Although, I guess, it didn't come out that way, that is basically what I was saying. It's easy to want more money (who doesn't) when you don't have to worry about where it is going to come from and having been a business owner myself, I know that was my primary reasoning when setting pay rates. You have to have it to give it out and so many people think that it is just a matter of raising it and, like magic, they will come. It's almost like the which came first, the chicken or the egg question.

I would be one of the first to say that places like Disney should be able to pay more, but the majority of the low paying jobs are unskilled, simple task (if you don't count the nasty tourists) jobs and if you take just a moment to do the math, know the matching fund laws and multiply even $1.00 per hour by the total number of hours that are paid out, it would floor most people. Just as a ballpark thought, think about this. ALL HYPOTHETICAL: 40,000 employee's working an average of 20 hours per week will equal $41,600,000.00 per year if raised by only $1.00 per hour. :eek:
 

Tiggerrules

Member
Thus far I have not seen anyone else's info, but it made me wonder - Would I know if someone else could see mine? Would I be missing info like others are or would everything look fine to meanwhile someone else somewhere is checking out my vacation plans rather than their own? I must say I am very glad that I did not put a credit card on there.

More than likely you would have no idea if someone else pulled up your profile.
 

flynnibus

Premium Member
I agree on most of what you have stated. although I would not lump all those reasons into a negative light(regulations,salary standards etc.)

Well - I don't look at them as negatives per say - but we must accept we are not equals when it comes to globalization. People take the simple road and act like it's about moving jobs for greed or they simply don't want to build locally. Many times its cost.. many times it's simply not available. There is a bit of a snowball effect where you need a critical mass of services to do certain things as well.

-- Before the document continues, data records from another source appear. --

PR #1867, opened 2025-10-14
Handle `Unencoded-Digest` assertions.

mikewest:
Signature-based Integrity [1] relies on user agents properly handling `Unencoded-Digest` headers [2] which deliver a server's assertions about the integrity of a given response's body.

This patch extracts the relevant algorithms from [1], spelling out the processing model for the header, and verifying response integrity at the end of Main Fetch, alongside SRI's existing check.

This is one step of the Signature-based Integrity upstreaming work detailed in [3].

[1]: https://wicg.github.io/signature-based-sri/
[2]: https://httpwg.org/http-extensions/draft-ietf-httpbis-unencoded-digest.html
[3]: https://github.com/WICG/signature-based-sri/issues/49

- [X] At least two implementers are interested (and none opposed):
   * Chromium [shipped support](https://chromestatus.com/feature/5032324620877824) for this functionality in M141.
   * WebKit expressed support in https://github.com/WebKit/standards-positions/issues/434
   * Mozilla's opinions have been solicited in https://github.com/mozilla/standards-positions/issues/1139
   * https://wpt.fyi/results/subresource-integrity/unencoded-digest/tentative?label=experimental&label=master&aligned
   * Chromium: …
   * Gecko: …
   * WebKit: …
- [X] The top of this comment includes a [clear commit message](https://github.com/whatwg/meta/blob/main/COMMITTING.md) to use.

***
<a href="https://whatpr.org/fetch/1867.html" title="Last updated on Nov 19, 2025, 8:22 AM UTC (307d393)">Preview</a> | <a href="https://whatpr.org/fetch/1867/0e72db8...307d393.html" title="Last updated on Nov 19, 2025, 8:22 AM UTC (307d393)">Diff</a>

### DIFF
--- a/fetch.bs
+++ b/fetch.bs
@@ -4508,19 +4508,19 @@ represent a digest of the response produced via the specified algorithm. [[!UNEN
 <a>byte sequence</a> <var>bytes</var> and a <a for=/>header list</a> <var>list</var>:
 
 <ol>
- <li><p>Let <var>header</var> be the result of
+ <li><p>Let <var>value</var> be the result of
  <a for="header list" lt="get a structured field value">getting</a> the
  `<a http-header><code>Unencoded-Digest</code></a>` header as a "<code>dictionary</code>" from
  <var>list</var>.
 
- <li><p>If <var>header</var> is null, then return <b>verified</b>.
+ <li><p>If <var>value</var> is null, then return <b>verified</b>.
 
  <li>
-  <p><a for="list">For each</a> <var>alg</var> → <var>digest</var> of <var>header</var>:
+  <p><a for="list">For each</a> <var>algorithm</var> → <var>digest</var> of <var>value</var>:
 
   <ol>
    <li>
-    <p>Switch on <var>alg</var>:
+    <p>Switch on <var>algorithm</var>:
 
     <dl class=switch>
      <dt>"<code>sha-256</code>"
@@ -4529,7 +4529,7 @@ represent a digest of the response produced via the specified algorithm. [[!UNEN
        <li><p>Let <var>body digest</var> be the result of executing the SHA-256 algorithm on
        <var>bytes</var>. [[!FIPS-180-4]]
 
-       <li><p>If <var>body digest</var> matches <var>digest</var>, <a for="iteration">continue</a>.
+       <li><p>If <var>body digest</var> is <var>digest</var>, <a for="iteration">continue</a>.
       </ol>
 
      <dt>"<code>sha-512</code>"
@@ -4538,7 +4538,7 @@ represent a digest of the response produced via the specified algorithm. [[!UNEN
        <li><p>Let <var>body digest</var> be the result of executing the SHA-512 algorithm on
        <var>bytes</var>. [[!FIPS-180-4]]
 
-       <li><p>If <var>body digest</var> matches <var>digest</var>, <a for="iteration">continue</a>.
+       <li><p>If <var>body digest</var> is <var>digest</var>, <a for="iteration">continue</a>.
       </ol>
 
      <dt><b>Otherwise</b>


mikewest:
Hey folks! I'd like to start upstreaming signature-based integrity checks; this seemed like the simplest self-contained place to start. Assuming folks are on board, I'll file implementation and MDN bugs, and put up more PRs against SRI and CSP.

cc @annevk @mozfreddyb

mikewest:
Friendly ping. It'd be nice to solidify things prior to TPAC. :)

mikewest:
Friendlier ping? Are there concerns with beginning to upstream this work?

fetch.bs
```diff
@@ -4483,6 +4494,72 @@ indicates the request’s purpose is to fetch a resource that is anticipated to
...
+assertions about the integrity of a response's content. It is a <a>structured header</a> whose value
+must be a <a data-lt="structured field dictionary">dictionary</a> whose keys specify hashing
+algorithms, and whose values are <a data-lt="structured field byte sequence">byte sequences</a>
+represent a digest of the response produced via the specified algorithm. [[!UNENCODED-DIGEST]]
+
+
+<div algorithm>
+<p>To <dfn export>verify `<code>Unencoded-Digest</code>` assertions</dfn>, given a
+<a>byte sequence</a> <var>bytes</var> and a <a for=/>header list</a> <var>list</var>, run these
+steps:
```
```suggestion
<p>To <dfn export>verify `<code>Unencoded-Digest</code>` assertions</dfn>, given a
<a>byte sequence</a> <var>bytes</var> and a <a for=/>header list</a> <var>list</var>:
```

fetch.bs
```diff
@@ -4483,6 +4494,72 @@ indicates the request’s purpose is to fetch a resource that is anticipated to
...
+
+<ol>
+ <li><p>Let <var>header</var> be the result of
+ <a for="header list" lt="get a structured field value">getting</a> the
+ `<a http-header><code>Unencoded-Digest</code></a>` header as a "<code>dictionary</code>" from
+ <var>list</var>.
+
+ <li><p>If <var>header</var> is null, then return <b>verified</b>.
```
annevk: I think we should restructure this to return a boolean. `<b>return value</b>` is not part of Infra and it's not necessarily that much clearer. I suppose we could return an enum instead, but we don't really have enums with only two values. (Maybe we should and maybe we should refactor everything away from booleans after mostly refactoring away from flags, but that would require a bit of investigation as to what that would look like.)

fetch.bs
```diff
@@ -4483,6 +4494,72 @@ indicates the request’s purpose is to fetch a resource that is anticipated to
...
+represent a digest of the response produced via the specified algorithm. [[!UNENCODED-DIGEST]]
+
+
+<div algorithm>
+<p>To <dfn export>verify `<code>Unencoded-Digest</code>` assertions</dfn>, given a
+<a>byte sequence</a> <var>bytes</var> and a <a for=/>header list</a> <var>list</var>, run these
+steps:
+
+<ol>
+ <li><p>Let <var>header</var> be the result of
```
annevk: Shouldn't this be called _value_?

fetch.bs
```diff
@@ -4483,6 +4494,72 @@ indicates the request’s purpose is to fetch a resource that is anticipated to
...
+ <a for="header list" lt="get a structured field value">getting</a> the
+ `<a http-header><code>Unencoded-Digest</code></a>` header as a "<code>dictionary</code>" from
+ <var>list</var>.
+
+ <li><p>If <var>header</var> is null, then return <b>verified</b>.
+
+ <li>
+  <p><a for="list">For each</a> <var>alg</var> → <var>digest</var> of <var>header</var>:
```
annevk: algorithm*

fetch.bs
```diff
@@ -4483,6 +4494,72 @@ indicates the request’s purpose is to fetch a resource that is anticipated to
...
+    <p>Switch on <var>alg</var>:
+
+    <dl class=switch>
+     <dt>"<code>sha-256</code>"
+     <dd>
+      <ol>
+       <li><p>Let <var>body digest</var> be the result of executing the SHA-256 algorithm on
+       <var>bytes</var>. [[!FIPS-180-4]]
+
+       <li><p>If <var>body digest</var> matches <var>digest</var>, <a for="iteration">continue</a>.
```
annevk: bodyDigest

What does "matches" mean here? Can we say "is"?

Also, perhaps we should pass algorithm and bytes to SRI so it can have the dependencies on SHA? Perhaps this entire algorithm can be in SRI and we only have the processing model hooks in fetch? Hmm.

fetch.bs
```diff
@@ -5022,7 +5099,9 @@ steps:
   <p class=note>This standardizes the error handling for servers that violate HTTP.
 
  <li>
-  <p>If <var>request</var>'s <a for=request>integrity metadata</a> is not the empty string, then:
+  <p>If <var>request</var>'s <a for=request>integrity metadata</a> is not the empty string, or if
+  <var>internalResponse</var>'s <a for="response">header list</a> <a for="header list">contains</a>
+  `<a http-header><code>Unencoded-Digest</code></a>`, then:
```
annevk, line 5103: This means we enforce it for opaque responses. Is that what we want? What about requests that didn't care about integrity enforcement?

fetch.bs
mikewest: Booleans require reading the algorithm name carefully, so I find it clearer to name the output in some way. We do this already in at least one place in Fetch (https://fetch.spec.whatwg.org/#cross-origin-resource-policy-check), and I'd prefer that we do that more often.

I could put up a PR against Infra that attempted to generalize this pattern (define some set of values (**Success** and **Failure**, **Allowed** and **Blocked**?) that can be returned from algorithms, and use them in the algorithm linked above?) if you'd be interested in that. We might find more values over time, but the things I can easily remember from CSP and SRI would fall into one of those categories...

fetch.bs
mikewest: "is" is accurate.

I thought about folding this into SRI as well. That might make more sense. My feeling is that this header is more closely tied to the fetching mechanism, as it's a server's declaration of the intended response body's content, but I suppose that's true for the signature mechanism as well that would come in a subsequent PR, and that probably doesn't fit into Fetch terribly cleanly. Hrm.

@mozfreddyb might have an opinion here?

fetch.bs
mikewest: The way this is currently defined would apply the check to responses regardless of a page's integrity assertions. It's based on a server's assertions, not on integrity metadata associated with the request. That layering makes the SRI checks quite straightforward (similar conceptually to CSP's layering on top of SRI), as the algorithms can assume that the `unencoded-digest` header will be enforced, so they only need to concern themselves with signature verification.

This layering also gives servers the same ability as clients to make binding assertions about responses. Philosophically, I find that appealing.

fetch.bs
annevk: That would improve it, though I worry what happens when we suddenly need more than two values. I guess we switch to "success", "failure", "report", or some such at that point?

mikewest: No reason we couldn't define multiple common patterns. The two I noted above (allow/block from https://fetch.spec.whatwg.org/#cross-origin-resource-policy-check, and failure from all over URL and a number of HTML algorithms) are ones I could easily find examples for. The latter in particular seems like it would benefit from putting something in Infra.

Filed https://github.com/whatwg/infra/issues/686 to think about it some more.

fetch.bs
```diff
@@ -4483,6 +4494,71 @@ indicates the request’s purpose is to fetch a resource that is anticipated to
...
+
+  <ol>
+   <li>
+    <p>Switch on <var>algorithm</var>:
+
+    <dl class=switch>
+     <dt>"<code>sha-256</code>"
+     <dd>
+      <ol>
+       <li><p>Let <var>body digest</var> be the result of executing the SHA-256 algorithm on
```
annevk, line 4529: bodyDigest*

fetch.bs
```diff
@@ -4483,6 +4494,71 @@ indicates the request’s purpose is to fetch a resource that is anticipated to
...
+     <dt>"<code>sha-512</code>"
+     <dd>
+      <ol>
+       <li><p>Let <var>body digest</var> be the result of executing the SHA-512 algorithm on
+       <var>bytes</var>. [[!FIPS-180-4]]
+
+       <li><p>If <var>body digest</var> is <var>digest</var>, <a for="iteration">continue</a>.
+      </ol>
+
+     <dt><b>Otherwise</b>
```
annevk, line 4544: No need for `<b>`

fetch.bs
```diff
@@ -4483,6 +4494,71 @@ indicates the request’s purpose is to fetch a resource that is anticipated to
...
+  </ol>
+
+ <li><p>Return <b>verified</b>.
+</ol>
+
+<p class="note">This algorithm requires all valid digests delivered via
+`<a http-header><code>Unencoded-Digest</code></a>` to match the response’s decoded body, while
+ignoring unknown algorithms. Since the server controls both the body and the headers, it seems
+unnecessary to allow the flexibility of allowing the asserted digests to match more than one
+resource (as we do in client-initiated checks via [[SRI]], which need to support servers'
```
annevk, line 4558: References go at the end of a paragraph. If you want something inline you have to use `<cite>` and such.

fetch.bs
```diff
@@ -5022,7 +5098,9 @@ steps:
   <p class=note>This standardizes the error handling for servers that violate HTTP.
 
  <li>
-  <p>If <var>request</var>'s <a for=request>integrity metadata</a> is not the empty string, then:
+  <p>If <var>request</var>'s <a for=request>integrity metadata</a> is not the empty string, or if
```
annevk, line 5101:
```suggestion
  <p>If <var>request</var>'s <a for=request>integrity metadata</a> is not the empty string or
```

fetch.bs
```diff
@@ -5022,7 +5098,9 @@ steps:
...
+  <var>internalResponse</var>'s <a for="response">header list</a> <a for="header list">contains</a>
+  `<a http-header><code>Unencoded-Digest</code></a>`, then:
```
annevk, line 5103:
```suggestion
  `<a http-header><code>Unencoded-Digest</code></a>`:
```

fetch.bs
annevk: But we don't want SRI to work for opaque responses so there will be some mismatches in the overall model. Is the idea that SRI also ends up poking at the header list?

I'm not a big fan of us poking at the internal header list as it means this is yet another header that cannot be hidden from web content processes.

mozfreddyb:
I noticed that `Unencoded-Digest` is also supported in trailers, as per the draft. That doesn't seem like it would align with the proposed integration here?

If the gas station down the street were 2-3x the cost as the gas station in the next town over. Are you greedy for going to the next town for gas?

We cannot force other countries to be on the same playing field as us nor should we. But giving special consideration to companies that exclusively use American labor would be a nice start. And basically we are only talking China, India and a few other Asian countries, which themselves are evolving.

I can agree in theory to giving some perks to companies who make an effort - but I think its difficult to do in practice. Just look at the 'minority owned' preferences in government contracting and look at just how effective that really is... people just game the system.

The problem is that we are trying to fight a labor war with a huge population of people that are mirror images to ourselves 60-70 years ago. The new middle class and prosperity of post WWII is what made us great..we worked hard and expected a nice modest living. That is not true today we want more than we deserve and are not willing to fight for what we have.

People don't want to work hard - the explosion of the white collar job market has made blue collar jobs less socially desirable and everyone wants the quick buck. If they fail, they are looking for the hand-out to pick them up. The generations that grew up through the 30s and 40s learned the value of things and were willing to do just about anything to make things better.

Think about the 30s... company towns.. people moving cross country JUST to work in a construction project. Now.. people turn their nose up at such things.

The decline of blue collar work and work ethic is undercutting the country. Everyone hates that so many labor markets are dominated by immigrants... its because they are willing to work (the hunger) while many native citizens are not.